_Assignment_
Once you find the line containing "PR #100, opened 2026-04-09" in the data below, copy it and each following line exactly, up to and including the line containing "### Problem", and nothing else.

***** Source data

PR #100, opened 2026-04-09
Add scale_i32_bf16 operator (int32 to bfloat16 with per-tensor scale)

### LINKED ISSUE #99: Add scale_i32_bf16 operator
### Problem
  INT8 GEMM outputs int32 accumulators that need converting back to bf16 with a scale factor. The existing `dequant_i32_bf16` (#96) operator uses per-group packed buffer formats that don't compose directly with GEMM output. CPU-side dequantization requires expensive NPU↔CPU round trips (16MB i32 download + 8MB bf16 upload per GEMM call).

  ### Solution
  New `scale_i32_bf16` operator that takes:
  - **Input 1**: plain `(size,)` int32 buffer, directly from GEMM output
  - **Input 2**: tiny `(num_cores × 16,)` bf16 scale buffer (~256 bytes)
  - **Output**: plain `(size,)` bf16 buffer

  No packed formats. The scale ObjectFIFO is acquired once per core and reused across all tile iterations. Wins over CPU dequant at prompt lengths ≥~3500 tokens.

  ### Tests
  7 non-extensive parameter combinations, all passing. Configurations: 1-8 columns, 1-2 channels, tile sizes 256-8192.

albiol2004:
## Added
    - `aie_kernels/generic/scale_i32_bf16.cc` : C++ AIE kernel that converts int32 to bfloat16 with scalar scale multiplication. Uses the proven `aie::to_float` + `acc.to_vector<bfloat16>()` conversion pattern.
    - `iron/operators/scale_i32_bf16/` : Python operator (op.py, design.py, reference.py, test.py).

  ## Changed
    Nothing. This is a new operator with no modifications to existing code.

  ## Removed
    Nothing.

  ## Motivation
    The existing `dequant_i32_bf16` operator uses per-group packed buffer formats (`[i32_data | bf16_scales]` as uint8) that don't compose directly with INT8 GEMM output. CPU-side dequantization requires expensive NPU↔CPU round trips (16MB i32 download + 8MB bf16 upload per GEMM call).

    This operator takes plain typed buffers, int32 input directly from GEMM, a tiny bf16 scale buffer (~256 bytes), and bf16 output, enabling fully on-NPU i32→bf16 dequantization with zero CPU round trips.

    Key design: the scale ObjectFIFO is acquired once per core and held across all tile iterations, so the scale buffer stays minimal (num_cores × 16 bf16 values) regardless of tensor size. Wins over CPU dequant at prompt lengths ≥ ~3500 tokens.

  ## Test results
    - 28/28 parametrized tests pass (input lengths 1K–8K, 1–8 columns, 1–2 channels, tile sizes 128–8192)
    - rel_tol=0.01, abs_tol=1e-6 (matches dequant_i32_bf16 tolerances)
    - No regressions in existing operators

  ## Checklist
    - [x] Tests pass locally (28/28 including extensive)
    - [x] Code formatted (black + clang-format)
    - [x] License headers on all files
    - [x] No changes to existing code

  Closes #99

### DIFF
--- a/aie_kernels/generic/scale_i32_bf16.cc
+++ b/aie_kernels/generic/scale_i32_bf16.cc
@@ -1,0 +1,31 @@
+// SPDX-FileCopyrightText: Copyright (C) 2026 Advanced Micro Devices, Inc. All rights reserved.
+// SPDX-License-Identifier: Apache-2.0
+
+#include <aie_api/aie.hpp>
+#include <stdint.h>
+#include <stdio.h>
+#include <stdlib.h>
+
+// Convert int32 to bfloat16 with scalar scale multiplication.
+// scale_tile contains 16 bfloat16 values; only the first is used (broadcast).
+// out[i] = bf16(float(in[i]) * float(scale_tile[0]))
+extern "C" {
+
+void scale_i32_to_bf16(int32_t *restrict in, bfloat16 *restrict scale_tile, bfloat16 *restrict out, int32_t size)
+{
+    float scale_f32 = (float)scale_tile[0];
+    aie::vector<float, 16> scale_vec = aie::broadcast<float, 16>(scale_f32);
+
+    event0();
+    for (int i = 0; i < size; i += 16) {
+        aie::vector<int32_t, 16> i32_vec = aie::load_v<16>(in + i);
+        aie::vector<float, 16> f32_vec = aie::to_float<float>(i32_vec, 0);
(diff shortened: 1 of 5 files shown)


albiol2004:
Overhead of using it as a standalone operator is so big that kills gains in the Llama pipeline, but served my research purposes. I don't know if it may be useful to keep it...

**********
***** Source data

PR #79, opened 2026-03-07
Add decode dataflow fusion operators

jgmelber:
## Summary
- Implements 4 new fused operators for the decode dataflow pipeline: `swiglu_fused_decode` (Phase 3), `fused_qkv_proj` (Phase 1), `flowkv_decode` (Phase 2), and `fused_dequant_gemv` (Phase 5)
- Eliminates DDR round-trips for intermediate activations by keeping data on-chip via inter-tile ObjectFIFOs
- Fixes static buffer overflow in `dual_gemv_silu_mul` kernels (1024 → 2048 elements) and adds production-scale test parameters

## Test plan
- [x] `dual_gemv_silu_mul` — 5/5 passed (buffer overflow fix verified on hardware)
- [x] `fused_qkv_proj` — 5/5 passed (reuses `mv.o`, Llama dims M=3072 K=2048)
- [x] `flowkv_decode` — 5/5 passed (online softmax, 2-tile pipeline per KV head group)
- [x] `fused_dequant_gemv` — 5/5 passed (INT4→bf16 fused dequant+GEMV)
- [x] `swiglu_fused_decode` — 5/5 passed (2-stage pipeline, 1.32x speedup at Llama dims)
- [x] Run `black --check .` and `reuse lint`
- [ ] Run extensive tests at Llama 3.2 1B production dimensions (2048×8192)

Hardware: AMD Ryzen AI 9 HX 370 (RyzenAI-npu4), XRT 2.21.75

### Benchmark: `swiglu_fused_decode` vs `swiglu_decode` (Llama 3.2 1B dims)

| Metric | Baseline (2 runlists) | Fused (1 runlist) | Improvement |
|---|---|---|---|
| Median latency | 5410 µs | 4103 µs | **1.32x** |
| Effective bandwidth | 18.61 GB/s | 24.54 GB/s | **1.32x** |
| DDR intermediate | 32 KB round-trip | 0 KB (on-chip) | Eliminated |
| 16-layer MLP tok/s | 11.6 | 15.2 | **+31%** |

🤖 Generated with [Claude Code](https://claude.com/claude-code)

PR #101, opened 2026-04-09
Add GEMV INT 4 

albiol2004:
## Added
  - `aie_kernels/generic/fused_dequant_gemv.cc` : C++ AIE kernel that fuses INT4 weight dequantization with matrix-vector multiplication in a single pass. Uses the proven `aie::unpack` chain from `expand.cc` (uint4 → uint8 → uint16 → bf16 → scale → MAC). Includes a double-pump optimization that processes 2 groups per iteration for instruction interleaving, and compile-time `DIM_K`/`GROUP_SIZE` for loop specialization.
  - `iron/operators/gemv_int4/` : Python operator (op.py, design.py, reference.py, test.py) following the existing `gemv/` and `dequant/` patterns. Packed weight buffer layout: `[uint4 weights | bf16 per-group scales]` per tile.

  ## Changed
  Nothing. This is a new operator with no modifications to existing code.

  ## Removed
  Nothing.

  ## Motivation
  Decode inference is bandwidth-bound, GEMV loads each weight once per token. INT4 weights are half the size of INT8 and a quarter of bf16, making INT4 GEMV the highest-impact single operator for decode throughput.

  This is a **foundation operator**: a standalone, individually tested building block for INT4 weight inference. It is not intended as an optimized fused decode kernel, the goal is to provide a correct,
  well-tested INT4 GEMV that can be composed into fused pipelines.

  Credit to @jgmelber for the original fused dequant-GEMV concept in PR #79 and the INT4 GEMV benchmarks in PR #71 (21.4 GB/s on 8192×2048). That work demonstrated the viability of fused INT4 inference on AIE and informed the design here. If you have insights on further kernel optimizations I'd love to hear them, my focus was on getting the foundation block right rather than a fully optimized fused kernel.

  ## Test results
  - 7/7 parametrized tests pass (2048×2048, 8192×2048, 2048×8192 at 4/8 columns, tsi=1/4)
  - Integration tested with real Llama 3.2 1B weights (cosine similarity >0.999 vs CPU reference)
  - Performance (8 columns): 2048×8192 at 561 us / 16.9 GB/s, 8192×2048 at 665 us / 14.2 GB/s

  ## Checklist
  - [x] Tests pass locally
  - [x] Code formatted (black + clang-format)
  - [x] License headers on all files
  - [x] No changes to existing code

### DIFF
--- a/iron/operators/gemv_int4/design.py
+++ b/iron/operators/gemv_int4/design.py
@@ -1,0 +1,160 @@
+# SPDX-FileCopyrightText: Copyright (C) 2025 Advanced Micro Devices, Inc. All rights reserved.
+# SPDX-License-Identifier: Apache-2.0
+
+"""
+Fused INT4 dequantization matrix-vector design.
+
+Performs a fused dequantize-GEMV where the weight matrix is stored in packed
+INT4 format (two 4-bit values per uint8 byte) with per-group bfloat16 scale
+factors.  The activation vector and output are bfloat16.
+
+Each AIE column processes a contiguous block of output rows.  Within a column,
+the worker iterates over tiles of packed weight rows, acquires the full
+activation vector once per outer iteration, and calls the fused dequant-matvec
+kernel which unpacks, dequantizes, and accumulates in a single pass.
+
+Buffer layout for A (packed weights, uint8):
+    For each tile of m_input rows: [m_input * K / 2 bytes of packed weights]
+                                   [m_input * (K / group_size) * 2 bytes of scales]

**********

_Written response_
PR #100, opened 2026-04-09
Add scale_i32_bf16 operator (int32 to bfloat16 with per-tensor scale)

### LINKED ISSUE #99: Add scale_i32_bf16 operator
### Problem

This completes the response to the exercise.